Data excerpts Block Start
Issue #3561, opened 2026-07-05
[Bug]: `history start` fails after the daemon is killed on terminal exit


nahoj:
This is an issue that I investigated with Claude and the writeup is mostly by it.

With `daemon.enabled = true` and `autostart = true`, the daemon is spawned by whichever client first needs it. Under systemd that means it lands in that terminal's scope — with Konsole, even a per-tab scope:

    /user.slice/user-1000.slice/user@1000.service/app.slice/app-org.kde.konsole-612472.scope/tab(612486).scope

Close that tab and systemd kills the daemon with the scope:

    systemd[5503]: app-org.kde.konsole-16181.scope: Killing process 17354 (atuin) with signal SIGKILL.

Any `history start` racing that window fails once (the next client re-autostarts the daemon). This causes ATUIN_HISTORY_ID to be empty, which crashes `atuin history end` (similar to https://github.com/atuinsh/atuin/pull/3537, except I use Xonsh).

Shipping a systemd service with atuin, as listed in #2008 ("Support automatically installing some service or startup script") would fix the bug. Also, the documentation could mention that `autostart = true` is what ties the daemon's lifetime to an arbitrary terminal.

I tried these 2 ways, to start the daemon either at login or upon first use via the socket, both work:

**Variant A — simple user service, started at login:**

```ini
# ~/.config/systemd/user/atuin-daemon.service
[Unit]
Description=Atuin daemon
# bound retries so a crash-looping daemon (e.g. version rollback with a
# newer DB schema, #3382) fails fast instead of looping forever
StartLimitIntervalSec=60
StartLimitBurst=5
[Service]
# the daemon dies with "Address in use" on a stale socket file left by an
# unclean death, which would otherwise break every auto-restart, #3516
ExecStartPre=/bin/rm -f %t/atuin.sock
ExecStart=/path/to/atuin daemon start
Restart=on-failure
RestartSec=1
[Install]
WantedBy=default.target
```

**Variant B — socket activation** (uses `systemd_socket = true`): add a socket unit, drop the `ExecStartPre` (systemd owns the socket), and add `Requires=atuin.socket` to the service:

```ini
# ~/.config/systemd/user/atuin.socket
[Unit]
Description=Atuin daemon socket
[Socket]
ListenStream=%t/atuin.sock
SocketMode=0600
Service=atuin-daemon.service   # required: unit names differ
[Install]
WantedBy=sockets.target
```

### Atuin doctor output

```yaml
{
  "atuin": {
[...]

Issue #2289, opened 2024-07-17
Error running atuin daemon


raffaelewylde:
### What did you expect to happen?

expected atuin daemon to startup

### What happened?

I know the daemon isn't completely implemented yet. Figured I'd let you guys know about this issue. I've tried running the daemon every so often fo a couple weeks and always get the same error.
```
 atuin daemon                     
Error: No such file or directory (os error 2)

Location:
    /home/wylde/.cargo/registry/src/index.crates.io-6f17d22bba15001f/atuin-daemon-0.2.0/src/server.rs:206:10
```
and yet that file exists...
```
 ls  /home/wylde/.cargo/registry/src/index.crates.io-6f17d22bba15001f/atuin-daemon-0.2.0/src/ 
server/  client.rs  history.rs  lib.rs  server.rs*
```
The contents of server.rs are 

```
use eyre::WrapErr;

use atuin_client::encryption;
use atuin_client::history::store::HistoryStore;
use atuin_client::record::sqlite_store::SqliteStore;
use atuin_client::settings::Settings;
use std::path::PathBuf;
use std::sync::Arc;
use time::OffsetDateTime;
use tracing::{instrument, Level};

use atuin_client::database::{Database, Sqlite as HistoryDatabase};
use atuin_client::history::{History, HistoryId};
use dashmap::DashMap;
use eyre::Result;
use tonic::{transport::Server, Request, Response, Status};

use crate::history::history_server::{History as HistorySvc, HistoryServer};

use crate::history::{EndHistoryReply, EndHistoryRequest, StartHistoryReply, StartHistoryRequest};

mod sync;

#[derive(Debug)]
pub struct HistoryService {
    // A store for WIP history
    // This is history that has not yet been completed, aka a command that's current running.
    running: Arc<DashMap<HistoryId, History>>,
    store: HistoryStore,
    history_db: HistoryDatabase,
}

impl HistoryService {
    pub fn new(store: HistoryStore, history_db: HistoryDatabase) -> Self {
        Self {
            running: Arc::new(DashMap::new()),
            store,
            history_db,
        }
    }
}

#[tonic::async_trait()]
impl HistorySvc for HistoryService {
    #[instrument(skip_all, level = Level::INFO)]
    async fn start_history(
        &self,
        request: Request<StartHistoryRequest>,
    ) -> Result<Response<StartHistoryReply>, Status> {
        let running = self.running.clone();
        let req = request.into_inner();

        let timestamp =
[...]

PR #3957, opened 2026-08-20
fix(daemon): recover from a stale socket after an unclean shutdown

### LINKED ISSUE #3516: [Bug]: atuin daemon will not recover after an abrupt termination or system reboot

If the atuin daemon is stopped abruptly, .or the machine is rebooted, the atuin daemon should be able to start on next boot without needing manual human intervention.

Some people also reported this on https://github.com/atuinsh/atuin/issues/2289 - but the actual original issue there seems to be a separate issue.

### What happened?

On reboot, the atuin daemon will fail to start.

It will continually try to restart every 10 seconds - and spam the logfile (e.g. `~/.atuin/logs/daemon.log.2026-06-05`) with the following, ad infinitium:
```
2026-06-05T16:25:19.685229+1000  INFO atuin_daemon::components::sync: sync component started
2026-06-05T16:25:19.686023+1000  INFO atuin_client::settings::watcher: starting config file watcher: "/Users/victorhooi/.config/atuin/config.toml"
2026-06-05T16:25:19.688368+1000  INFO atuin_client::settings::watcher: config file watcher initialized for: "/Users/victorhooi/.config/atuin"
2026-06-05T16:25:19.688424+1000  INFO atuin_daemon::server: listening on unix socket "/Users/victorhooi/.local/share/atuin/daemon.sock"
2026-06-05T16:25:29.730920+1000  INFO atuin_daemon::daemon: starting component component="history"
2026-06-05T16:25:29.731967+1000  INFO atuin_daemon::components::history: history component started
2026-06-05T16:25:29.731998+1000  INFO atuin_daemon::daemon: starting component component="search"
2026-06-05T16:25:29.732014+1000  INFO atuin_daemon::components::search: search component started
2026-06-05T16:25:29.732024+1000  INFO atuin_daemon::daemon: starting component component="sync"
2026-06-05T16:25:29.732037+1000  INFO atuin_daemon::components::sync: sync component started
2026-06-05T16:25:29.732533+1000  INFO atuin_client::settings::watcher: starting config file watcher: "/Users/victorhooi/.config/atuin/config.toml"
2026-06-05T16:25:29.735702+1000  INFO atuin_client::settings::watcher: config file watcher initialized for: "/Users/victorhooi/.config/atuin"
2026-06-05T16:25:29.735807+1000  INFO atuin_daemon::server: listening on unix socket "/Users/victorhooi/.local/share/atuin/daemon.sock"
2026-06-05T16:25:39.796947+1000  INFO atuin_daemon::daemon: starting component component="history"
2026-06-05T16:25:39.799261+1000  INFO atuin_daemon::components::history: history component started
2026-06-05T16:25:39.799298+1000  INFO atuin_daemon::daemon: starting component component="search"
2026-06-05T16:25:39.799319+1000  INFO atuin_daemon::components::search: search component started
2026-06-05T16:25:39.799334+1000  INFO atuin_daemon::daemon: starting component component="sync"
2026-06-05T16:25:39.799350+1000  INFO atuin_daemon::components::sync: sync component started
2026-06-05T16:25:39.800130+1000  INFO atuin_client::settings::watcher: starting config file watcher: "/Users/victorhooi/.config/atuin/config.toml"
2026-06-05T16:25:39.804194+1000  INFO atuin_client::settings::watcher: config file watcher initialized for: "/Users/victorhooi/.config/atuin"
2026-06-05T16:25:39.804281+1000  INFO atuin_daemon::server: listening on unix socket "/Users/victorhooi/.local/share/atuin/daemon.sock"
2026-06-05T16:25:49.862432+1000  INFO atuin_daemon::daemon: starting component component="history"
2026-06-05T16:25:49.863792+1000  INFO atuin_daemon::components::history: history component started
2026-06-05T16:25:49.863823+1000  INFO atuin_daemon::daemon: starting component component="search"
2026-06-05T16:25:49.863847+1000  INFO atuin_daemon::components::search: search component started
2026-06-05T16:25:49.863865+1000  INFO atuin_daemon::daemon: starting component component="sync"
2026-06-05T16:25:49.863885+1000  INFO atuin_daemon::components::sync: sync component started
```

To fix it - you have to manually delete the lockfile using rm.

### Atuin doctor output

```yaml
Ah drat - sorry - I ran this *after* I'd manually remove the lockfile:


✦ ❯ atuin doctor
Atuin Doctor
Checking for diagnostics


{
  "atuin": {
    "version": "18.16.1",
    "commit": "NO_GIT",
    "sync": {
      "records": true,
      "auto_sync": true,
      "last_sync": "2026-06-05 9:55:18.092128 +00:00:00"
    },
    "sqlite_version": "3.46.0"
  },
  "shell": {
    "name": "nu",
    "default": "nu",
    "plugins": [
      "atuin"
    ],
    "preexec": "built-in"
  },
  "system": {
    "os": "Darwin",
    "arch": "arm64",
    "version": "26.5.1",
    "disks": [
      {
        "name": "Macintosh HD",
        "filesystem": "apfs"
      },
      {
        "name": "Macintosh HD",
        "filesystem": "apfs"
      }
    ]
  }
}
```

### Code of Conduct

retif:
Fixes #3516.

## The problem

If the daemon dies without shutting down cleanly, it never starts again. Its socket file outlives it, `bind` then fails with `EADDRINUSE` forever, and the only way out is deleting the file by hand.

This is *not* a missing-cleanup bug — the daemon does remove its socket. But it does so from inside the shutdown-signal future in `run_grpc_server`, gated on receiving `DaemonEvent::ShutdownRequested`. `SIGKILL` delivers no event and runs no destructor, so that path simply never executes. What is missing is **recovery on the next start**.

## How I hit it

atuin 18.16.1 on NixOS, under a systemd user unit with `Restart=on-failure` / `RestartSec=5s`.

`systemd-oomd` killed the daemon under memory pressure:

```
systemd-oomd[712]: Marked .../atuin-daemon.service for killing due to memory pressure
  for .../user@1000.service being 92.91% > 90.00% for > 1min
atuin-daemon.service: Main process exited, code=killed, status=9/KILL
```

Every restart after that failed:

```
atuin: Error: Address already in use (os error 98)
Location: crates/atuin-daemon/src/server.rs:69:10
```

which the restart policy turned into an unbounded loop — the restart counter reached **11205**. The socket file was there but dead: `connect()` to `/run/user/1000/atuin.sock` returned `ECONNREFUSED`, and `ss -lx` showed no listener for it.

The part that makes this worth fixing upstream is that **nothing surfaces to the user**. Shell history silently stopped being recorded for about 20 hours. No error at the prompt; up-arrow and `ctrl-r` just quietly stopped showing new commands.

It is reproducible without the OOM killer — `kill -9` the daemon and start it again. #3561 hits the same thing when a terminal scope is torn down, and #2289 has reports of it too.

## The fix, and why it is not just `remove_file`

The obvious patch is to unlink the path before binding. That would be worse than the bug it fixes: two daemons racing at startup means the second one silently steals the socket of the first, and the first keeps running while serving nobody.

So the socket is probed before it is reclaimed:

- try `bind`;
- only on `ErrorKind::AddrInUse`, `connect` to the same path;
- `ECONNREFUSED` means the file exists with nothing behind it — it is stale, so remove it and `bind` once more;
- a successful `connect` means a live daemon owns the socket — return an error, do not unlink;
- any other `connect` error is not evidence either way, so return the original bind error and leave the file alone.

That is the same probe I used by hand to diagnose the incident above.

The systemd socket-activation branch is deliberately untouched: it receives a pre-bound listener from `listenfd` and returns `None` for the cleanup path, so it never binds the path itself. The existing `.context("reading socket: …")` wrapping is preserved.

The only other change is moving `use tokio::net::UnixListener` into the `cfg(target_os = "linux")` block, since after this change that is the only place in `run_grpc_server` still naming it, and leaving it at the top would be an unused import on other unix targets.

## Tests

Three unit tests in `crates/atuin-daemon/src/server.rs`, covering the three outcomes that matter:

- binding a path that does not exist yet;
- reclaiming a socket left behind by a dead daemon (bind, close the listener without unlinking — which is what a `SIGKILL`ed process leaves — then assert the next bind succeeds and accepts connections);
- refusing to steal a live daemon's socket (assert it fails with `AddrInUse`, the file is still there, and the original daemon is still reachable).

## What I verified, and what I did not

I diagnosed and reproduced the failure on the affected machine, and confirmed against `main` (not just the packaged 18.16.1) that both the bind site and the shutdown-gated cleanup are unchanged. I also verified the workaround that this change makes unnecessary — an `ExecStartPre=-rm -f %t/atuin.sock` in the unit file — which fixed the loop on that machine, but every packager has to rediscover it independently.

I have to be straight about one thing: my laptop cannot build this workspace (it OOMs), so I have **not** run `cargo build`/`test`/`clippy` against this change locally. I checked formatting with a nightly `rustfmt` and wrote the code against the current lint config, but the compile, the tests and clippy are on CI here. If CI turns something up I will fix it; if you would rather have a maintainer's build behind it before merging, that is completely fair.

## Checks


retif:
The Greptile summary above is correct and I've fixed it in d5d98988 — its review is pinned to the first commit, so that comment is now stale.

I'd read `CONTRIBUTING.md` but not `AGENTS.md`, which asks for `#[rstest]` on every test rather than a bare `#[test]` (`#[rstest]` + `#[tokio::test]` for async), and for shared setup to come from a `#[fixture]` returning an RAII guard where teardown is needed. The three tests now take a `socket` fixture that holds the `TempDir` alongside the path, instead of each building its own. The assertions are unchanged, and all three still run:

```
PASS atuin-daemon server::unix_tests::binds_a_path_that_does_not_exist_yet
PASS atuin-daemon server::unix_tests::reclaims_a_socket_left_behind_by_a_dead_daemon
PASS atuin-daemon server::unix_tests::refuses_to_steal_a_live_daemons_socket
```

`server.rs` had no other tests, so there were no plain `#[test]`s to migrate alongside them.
Data excerpts Block End
Data excerpts Block Start
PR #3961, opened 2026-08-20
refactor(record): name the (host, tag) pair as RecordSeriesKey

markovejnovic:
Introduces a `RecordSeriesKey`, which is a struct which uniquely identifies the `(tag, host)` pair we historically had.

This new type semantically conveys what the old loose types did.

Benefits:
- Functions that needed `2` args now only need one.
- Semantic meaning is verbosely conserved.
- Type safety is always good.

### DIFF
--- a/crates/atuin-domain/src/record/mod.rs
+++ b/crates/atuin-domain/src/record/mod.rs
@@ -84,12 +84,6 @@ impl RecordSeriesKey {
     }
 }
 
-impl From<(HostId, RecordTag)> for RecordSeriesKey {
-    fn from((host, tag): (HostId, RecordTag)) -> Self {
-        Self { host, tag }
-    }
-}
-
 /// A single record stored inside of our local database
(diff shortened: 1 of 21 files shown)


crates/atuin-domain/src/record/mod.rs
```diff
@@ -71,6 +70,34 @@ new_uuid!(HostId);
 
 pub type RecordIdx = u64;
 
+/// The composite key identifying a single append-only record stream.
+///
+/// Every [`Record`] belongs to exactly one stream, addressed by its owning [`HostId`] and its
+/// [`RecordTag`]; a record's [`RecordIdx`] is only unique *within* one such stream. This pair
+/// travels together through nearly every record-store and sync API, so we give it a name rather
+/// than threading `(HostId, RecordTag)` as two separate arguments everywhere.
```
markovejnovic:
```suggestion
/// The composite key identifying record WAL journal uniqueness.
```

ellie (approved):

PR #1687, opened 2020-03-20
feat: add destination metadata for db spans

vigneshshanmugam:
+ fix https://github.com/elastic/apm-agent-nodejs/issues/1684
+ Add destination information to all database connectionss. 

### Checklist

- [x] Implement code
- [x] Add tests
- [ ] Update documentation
Data excerpts Block End
Data excerpts Block Start
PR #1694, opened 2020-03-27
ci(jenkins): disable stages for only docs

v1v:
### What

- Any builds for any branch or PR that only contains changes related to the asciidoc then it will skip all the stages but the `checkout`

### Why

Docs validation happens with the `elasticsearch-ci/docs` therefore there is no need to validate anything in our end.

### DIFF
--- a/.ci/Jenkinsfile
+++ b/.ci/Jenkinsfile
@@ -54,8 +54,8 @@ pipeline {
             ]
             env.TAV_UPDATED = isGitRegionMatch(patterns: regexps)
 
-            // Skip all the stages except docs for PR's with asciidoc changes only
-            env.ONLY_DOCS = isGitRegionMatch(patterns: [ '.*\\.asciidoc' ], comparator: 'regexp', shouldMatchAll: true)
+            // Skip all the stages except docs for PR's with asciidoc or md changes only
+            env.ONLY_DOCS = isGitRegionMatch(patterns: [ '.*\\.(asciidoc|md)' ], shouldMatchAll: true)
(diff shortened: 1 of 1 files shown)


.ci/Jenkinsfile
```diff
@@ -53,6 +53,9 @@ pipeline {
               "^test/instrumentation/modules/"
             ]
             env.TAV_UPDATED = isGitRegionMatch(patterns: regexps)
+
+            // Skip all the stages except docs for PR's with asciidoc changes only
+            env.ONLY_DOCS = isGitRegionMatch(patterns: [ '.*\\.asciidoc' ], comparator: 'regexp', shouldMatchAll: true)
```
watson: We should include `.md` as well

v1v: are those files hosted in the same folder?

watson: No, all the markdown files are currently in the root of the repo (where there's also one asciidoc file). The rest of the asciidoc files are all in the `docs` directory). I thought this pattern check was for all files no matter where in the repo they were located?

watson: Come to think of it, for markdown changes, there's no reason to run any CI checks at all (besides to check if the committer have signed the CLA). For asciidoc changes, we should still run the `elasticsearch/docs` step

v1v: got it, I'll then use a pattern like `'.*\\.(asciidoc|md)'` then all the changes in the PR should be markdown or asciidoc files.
Data excerpts Block End
**Aim of the exercise**
Whenever the word "fixed" occurs in a line of the records, that line counts toward the total; state the total only.

**Task answer**
2